» **Requirement**: Among the lines below, how many have the string "static" in them? Only the number is wanted.

» **Available data**:
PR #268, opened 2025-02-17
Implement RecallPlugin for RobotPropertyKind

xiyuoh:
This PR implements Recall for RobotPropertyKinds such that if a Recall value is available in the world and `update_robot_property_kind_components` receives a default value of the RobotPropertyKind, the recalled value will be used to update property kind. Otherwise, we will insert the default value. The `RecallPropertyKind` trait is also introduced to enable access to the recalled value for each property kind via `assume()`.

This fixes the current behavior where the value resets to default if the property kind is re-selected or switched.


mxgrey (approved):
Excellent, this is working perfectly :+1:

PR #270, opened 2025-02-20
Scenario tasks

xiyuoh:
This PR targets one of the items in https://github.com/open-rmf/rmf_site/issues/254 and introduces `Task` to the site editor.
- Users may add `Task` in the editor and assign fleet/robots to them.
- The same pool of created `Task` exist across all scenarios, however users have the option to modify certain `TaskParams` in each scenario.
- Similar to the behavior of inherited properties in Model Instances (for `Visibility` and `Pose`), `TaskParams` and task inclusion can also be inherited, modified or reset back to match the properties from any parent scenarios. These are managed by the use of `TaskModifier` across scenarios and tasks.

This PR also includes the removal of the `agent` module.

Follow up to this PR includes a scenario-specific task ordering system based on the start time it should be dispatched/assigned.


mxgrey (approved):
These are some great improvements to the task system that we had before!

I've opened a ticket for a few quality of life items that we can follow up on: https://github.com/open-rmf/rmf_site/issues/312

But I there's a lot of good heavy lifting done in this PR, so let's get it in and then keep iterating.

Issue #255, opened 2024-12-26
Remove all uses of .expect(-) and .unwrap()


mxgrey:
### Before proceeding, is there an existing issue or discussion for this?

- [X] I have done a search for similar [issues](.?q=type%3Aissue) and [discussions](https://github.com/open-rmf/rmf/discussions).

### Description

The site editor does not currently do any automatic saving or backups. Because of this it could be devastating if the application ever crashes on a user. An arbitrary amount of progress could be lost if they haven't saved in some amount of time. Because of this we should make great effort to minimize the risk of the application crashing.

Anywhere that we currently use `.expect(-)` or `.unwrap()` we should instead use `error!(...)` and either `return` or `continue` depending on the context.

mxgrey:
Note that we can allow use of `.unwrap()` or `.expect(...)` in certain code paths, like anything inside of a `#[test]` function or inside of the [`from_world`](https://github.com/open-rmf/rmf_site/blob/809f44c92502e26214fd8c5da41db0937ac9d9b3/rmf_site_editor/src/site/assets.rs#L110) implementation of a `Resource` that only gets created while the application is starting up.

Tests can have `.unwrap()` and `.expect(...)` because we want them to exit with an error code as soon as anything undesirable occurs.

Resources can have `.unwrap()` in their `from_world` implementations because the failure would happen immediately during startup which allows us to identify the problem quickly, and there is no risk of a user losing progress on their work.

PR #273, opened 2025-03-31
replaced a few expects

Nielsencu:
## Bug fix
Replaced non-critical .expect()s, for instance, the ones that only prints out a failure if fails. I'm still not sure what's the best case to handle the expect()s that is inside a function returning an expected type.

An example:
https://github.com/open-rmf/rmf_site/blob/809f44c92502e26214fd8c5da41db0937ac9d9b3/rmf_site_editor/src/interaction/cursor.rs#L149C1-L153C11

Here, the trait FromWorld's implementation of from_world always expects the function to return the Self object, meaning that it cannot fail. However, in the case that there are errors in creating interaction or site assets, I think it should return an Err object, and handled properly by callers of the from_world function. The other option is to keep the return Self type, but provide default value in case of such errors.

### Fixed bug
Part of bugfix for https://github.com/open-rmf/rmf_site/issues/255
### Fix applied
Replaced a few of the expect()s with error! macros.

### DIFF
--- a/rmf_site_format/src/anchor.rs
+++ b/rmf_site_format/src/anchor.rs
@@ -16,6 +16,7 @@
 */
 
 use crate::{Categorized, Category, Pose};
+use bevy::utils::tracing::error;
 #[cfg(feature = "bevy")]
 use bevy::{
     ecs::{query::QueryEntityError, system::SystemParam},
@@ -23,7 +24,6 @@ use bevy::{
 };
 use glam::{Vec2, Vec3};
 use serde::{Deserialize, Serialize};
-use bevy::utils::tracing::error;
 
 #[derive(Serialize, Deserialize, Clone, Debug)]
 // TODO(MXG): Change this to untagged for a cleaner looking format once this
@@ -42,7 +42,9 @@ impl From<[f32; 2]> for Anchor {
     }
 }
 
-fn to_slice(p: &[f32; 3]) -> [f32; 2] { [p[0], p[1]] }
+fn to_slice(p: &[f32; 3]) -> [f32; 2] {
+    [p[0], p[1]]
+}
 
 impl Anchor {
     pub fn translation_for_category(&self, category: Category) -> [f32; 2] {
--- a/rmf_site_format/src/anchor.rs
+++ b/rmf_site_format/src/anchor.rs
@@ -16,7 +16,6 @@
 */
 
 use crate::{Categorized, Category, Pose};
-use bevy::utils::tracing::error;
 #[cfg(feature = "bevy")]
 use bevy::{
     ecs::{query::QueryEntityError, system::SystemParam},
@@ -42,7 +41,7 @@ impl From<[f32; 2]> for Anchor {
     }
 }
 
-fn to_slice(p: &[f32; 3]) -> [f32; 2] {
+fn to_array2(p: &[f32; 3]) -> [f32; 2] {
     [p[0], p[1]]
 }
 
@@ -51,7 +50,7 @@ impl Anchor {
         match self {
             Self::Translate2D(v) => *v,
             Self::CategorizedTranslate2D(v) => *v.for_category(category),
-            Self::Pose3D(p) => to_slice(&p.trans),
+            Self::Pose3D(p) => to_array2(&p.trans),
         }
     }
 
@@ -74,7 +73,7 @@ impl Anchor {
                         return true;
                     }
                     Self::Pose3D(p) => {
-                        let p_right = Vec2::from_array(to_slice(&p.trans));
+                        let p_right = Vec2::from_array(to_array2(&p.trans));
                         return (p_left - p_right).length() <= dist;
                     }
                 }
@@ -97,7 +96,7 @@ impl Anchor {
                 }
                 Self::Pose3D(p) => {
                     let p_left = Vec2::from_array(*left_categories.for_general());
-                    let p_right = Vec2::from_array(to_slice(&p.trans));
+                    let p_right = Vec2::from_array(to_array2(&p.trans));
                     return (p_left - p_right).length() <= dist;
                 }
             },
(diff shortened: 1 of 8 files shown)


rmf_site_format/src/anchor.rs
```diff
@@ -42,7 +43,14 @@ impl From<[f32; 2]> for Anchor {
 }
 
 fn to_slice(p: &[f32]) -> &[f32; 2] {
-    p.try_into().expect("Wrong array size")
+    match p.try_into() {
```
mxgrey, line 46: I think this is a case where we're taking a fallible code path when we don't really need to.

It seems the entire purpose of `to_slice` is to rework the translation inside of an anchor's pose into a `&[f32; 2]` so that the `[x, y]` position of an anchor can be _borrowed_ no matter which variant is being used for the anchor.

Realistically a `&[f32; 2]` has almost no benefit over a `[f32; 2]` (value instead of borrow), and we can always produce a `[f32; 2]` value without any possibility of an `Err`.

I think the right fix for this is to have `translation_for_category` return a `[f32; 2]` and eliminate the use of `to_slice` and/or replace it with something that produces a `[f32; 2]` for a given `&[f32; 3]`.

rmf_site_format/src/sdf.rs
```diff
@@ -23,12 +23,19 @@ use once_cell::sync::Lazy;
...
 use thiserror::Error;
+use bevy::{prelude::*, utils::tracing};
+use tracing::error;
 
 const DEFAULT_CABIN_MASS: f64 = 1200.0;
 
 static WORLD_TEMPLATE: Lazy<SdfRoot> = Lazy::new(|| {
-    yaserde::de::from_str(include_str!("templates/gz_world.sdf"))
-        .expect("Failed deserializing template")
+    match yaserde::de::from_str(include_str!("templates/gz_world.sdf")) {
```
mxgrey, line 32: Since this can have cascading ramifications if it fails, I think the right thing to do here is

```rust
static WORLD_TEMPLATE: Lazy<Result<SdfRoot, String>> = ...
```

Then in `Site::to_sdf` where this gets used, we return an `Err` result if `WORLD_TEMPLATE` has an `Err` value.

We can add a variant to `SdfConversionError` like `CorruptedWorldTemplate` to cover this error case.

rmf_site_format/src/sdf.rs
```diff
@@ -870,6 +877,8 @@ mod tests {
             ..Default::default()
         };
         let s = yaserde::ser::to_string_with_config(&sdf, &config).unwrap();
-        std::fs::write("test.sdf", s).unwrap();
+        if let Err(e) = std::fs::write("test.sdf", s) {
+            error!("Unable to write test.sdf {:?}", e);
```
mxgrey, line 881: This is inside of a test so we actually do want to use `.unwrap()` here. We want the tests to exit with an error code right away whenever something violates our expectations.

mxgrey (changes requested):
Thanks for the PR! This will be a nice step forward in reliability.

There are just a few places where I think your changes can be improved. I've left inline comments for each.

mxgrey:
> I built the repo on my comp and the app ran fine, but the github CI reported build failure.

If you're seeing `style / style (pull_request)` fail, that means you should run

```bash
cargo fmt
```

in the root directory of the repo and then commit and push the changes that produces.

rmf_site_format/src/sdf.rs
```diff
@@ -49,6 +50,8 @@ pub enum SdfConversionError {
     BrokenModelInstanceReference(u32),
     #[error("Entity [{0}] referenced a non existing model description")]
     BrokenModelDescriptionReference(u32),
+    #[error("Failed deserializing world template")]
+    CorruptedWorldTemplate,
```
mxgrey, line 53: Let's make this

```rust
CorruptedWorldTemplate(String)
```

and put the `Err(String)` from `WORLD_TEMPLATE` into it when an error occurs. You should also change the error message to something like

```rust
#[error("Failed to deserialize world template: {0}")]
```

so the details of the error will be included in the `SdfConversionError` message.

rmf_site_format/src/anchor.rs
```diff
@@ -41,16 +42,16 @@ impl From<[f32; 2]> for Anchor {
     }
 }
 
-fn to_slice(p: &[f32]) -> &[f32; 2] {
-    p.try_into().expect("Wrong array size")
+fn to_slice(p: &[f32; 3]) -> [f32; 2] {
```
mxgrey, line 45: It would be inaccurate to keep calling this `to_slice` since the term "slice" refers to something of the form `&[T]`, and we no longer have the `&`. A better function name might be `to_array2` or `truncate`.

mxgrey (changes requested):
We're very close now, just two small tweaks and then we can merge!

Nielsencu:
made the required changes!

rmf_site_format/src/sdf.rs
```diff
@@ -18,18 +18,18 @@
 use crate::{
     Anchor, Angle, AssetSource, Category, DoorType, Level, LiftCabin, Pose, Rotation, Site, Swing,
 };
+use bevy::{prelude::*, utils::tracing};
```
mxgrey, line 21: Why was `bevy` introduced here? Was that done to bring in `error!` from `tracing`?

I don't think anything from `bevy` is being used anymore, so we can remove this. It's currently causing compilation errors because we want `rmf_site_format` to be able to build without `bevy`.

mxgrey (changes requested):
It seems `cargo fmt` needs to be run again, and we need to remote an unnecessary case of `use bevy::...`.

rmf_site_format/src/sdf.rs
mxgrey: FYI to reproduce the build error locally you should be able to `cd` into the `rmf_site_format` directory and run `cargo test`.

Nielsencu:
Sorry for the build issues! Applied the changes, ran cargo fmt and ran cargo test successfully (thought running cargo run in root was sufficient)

» **Response area**: 2